→ **Task goal**
Copy out the line bearing "feat(zmq): add wildcard subscription support" and all the lines after it, to the very end of the material below, exactly as written.

*-*-*

PR #700, opened 2026-02-24
feat(zmq): add wildcard subscription support

ajcasagrande:
## Summary by CodeRabbit

* **New Features**
  * Added wildcard subscription support so a single subscriber can receive all incoming messages; includes a public sentinel for subscribing to all topics.

* **Bug Fixes**
  * Improved subscription and message-dispatch error handling to prevent wildcard or topic subscriber failures from crashing delivery.

* **Tests**
  * Added comprehensive tests covering wildcard registration limits, delivery alongside topic-specific subscribers, socket-subscription behavior, and exception handling.

### DIFF
--- a/pyproject.toml
+++ b/pyproject.toml
@@ -36,7 +36,7 @@ dependencies = [
   "nvidia-ml-py",  # Note: No version specified to be most compatible with CUDA version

*-*-*

→ **The completed task**
feat(zmq): add wildcard subscription support

ajcasagrande:
## Summary by CodeRabbit

* **New Features**
  * Added wildcard subscription support so a single subscriber can receive all incoming messages; includes a public sentinel for subscribing to all topics.

* **Bug Fixes**
  * Improved subscription and message-dispatch error handling to prevent wildcard or topic subscriber failures from crashing delivery.

* **Tests**
  * Added comprehensive tests covering wildcard registration limits, delivery alongside topic-specific subscribers, socket-subscription behavior, and exception handling.

### DIFF
--- a/pyproject.toml
+++ b/pyproject.toml
@@ -36,7 +36,7 @@ dependencies = [
   "nvidia-ml-py",  # Note: No version specified to be most compatible with CUDA version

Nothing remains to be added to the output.